* Work to complete:
Look through the records and copy each line with the string "network" in it.

-------- Exercise material

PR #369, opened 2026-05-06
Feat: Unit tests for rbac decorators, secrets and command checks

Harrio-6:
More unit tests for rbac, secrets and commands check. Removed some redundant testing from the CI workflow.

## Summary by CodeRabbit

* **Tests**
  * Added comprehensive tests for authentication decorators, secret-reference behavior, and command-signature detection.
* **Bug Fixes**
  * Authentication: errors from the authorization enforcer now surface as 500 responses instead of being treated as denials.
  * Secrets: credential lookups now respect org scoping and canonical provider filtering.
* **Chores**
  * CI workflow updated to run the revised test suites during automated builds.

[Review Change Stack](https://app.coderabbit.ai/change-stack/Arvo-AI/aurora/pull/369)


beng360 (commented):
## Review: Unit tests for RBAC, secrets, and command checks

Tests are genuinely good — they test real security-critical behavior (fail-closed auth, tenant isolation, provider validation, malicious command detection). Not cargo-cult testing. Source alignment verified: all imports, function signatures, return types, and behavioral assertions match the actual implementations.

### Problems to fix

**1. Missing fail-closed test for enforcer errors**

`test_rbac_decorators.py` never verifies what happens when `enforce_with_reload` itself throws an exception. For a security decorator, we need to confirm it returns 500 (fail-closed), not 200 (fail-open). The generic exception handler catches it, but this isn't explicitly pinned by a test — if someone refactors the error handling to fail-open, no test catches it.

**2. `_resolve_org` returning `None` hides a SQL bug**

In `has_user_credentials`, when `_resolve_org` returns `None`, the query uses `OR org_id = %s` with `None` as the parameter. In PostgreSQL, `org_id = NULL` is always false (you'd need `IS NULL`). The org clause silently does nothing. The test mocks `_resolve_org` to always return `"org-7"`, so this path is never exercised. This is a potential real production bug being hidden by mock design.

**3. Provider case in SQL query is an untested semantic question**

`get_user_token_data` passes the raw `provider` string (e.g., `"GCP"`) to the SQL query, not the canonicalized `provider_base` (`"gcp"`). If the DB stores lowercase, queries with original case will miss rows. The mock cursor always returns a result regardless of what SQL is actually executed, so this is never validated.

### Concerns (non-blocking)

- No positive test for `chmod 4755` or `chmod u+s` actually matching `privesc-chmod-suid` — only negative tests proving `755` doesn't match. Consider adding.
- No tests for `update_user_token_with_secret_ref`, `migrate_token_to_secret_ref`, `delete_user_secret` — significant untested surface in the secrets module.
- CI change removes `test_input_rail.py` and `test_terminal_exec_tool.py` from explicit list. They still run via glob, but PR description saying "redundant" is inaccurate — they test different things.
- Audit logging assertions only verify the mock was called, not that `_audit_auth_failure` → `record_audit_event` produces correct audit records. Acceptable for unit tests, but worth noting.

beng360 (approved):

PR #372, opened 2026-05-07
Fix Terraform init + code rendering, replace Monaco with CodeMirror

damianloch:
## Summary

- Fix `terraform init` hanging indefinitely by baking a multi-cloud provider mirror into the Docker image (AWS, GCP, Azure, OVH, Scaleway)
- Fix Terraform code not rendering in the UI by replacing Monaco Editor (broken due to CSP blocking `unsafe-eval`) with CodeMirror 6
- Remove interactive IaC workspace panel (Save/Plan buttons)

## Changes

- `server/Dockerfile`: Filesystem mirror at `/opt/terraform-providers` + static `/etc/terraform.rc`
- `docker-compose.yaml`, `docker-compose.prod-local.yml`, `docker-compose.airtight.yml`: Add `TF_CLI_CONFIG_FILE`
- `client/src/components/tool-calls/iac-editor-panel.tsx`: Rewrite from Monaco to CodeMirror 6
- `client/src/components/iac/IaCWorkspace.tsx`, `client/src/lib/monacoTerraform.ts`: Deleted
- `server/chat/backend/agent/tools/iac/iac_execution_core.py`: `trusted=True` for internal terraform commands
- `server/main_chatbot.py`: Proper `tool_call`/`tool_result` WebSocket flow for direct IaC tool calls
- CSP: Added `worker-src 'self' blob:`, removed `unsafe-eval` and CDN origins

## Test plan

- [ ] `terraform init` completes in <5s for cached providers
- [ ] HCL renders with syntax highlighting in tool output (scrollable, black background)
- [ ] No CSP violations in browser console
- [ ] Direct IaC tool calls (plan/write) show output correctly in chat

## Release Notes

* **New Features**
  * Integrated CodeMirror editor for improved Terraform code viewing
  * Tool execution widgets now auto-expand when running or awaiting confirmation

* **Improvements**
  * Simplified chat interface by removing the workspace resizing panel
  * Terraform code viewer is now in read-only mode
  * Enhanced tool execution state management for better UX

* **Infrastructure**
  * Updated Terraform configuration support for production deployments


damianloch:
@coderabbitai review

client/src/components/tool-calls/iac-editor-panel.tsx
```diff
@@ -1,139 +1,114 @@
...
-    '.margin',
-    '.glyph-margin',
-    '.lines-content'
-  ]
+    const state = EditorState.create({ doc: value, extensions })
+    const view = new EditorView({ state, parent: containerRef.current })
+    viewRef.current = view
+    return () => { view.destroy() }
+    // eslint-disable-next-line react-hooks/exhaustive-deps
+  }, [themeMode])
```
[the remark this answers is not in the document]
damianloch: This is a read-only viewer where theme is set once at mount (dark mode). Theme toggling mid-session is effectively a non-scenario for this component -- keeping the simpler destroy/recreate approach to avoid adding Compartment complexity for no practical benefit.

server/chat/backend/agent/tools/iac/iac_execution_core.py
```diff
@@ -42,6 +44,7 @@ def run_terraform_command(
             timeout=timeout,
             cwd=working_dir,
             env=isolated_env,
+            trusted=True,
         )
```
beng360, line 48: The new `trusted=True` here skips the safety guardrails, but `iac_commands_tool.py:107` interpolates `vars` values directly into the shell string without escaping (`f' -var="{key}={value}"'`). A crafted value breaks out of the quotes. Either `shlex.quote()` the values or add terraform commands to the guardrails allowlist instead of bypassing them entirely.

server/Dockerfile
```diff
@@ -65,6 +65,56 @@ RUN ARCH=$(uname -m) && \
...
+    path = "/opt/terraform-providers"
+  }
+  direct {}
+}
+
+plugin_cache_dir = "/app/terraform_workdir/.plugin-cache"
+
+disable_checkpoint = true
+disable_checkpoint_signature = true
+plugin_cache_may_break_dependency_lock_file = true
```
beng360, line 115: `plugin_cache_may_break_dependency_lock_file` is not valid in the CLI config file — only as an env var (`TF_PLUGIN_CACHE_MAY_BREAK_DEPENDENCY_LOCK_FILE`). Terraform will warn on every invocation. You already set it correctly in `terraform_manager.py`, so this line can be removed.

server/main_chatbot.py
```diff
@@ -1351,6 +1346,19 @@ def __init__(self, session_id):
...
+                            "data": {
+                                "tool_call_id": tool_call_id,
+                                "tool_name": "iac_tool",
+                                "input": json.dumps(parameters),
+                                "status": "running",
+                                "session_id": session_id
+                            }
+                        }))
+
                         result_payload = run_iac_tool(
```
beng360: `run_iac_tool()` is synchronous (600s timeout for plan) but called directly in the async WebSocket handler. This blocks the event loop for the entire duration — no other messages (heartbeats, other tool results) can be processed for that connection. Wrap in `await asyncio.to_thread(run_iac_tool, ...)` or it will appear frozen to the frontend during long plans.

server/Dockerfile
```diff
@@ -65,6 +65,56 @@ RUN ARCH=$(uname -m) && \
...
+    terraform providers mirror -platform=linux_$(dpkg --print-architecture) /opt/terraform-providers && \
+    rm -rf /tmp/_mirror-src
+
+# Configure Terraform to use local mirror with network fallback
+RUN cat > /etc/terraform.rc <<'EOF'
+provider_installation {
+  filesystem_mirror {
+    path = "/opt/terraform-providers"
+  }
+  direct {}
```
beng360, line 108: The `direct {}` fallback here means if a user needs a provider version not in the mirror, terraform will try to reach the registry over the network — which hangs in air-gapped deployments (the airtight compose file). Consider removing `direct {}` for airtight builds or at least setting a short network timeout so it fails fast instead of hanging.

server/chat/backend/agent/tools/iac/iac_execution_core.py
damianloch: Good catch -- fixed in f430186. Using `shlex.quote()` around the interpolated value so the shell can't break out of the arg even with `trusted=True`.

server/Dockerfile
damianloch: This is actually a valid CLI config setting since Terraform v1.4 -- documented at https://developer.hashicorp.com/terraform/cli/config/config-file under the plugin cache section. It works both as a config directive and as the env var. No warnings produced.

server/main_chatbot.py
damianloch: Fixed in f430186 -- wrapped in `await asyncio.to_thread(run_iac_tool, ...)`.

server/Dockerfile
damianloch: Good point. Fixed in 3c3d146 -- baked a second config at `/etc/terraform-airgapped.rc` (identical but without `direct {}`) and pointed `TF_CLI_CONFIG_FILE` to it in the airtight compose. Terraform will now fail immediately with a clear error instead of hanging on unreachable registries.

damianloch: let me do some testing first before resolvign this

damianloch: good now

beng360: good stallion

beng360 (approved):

----------------

* Answer for this exercise:
+# Configure Terraform to use local mirror with network fallback
beng360, line 108: The `direct {}` fallback here means if a user needs a provider version not in the mirror, terraform will try to reach the registry over the network — which hangs in air-gapped deployments (the airtight compose file). Consider removing `direct {}` for airtight builds or at least setting a short network timeout so it fails fast instead of hanging.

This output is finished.